Work task :: When a line of the records below contains the string "opened", copy that whole line.

Task input ::

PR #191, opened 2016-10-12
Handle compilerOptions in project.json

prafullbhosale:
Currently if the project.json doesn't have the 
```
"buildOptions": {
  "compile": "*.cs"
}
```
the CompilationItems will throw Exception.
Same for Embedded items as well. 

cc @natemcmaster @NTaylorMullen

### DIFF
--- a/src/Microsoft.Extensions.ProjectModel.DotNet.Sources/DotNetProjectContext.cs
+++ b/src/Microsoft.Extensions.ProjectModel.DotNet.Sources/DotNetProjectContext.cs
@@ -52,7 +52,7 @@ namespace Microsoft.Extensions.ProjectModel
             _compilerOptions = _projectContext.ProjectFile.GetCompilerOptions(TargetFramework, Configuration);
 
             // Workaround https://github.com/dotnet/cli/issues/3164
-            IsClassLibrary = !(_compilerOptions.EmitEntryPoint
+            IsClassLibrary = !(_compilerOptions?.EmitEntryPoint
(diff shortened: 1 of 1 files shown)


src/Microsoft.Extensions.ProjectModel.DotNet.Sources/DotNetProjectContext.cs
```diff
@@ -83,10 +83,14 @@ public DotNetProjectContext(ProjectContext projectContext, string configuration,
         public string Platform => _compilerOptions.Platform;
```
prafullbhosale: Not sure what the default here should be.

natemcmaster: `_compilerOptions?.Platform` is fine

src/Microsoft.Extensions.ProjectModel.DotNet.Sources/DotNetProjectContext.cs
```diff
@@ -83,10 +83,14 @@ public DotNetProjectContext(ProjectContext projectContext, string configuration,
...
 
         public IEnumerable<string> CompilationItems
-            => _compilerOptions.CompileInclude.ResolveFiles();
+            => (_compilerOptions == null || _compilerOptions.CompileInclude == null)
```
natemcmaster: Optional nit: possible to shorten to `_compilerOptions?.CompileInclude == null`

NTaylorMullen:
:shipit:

...

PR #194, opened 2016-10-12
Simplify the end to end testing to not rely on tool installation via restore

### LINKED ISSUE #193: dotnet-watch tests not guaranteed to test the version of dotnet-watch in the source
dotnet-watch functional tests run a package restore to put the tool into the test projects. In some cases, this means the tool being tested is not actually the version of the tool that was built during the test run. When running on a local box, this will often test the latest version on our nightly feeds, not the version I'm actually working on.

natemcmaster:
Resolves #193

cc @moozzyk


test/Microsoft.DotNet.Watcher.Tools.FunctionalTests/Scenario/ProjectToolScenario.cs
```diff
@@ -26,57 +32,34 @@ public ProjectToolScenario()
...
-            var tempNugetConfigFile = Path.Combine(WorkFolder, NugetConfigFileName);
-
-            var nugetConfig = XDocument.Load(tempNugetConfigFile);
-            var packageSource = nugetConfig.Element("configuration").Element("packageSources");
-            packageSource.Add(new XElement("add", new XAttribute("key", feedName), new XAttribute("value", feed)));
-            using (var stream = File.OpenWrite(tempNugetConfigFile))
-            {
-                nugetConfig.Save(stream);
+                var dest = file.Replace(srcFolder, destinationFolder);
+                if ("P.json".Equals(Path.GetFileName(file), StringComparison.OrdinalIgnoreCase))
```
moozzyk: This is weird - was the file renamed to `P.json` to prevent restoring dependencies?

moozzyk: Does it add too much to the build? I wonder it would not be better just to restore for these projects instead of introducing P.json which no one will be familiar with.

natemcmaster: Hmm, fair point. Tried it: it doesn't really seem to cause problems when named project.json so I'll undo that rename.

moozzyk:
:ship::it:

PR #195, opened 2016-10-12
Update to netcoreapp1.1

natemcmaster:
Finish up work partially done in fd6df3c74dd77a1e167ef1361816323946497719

Response to this exercise ::
PR #191, opened 2016-10-12
PR #194, opened 2016-10-12
PR #195, opened 2016-10-12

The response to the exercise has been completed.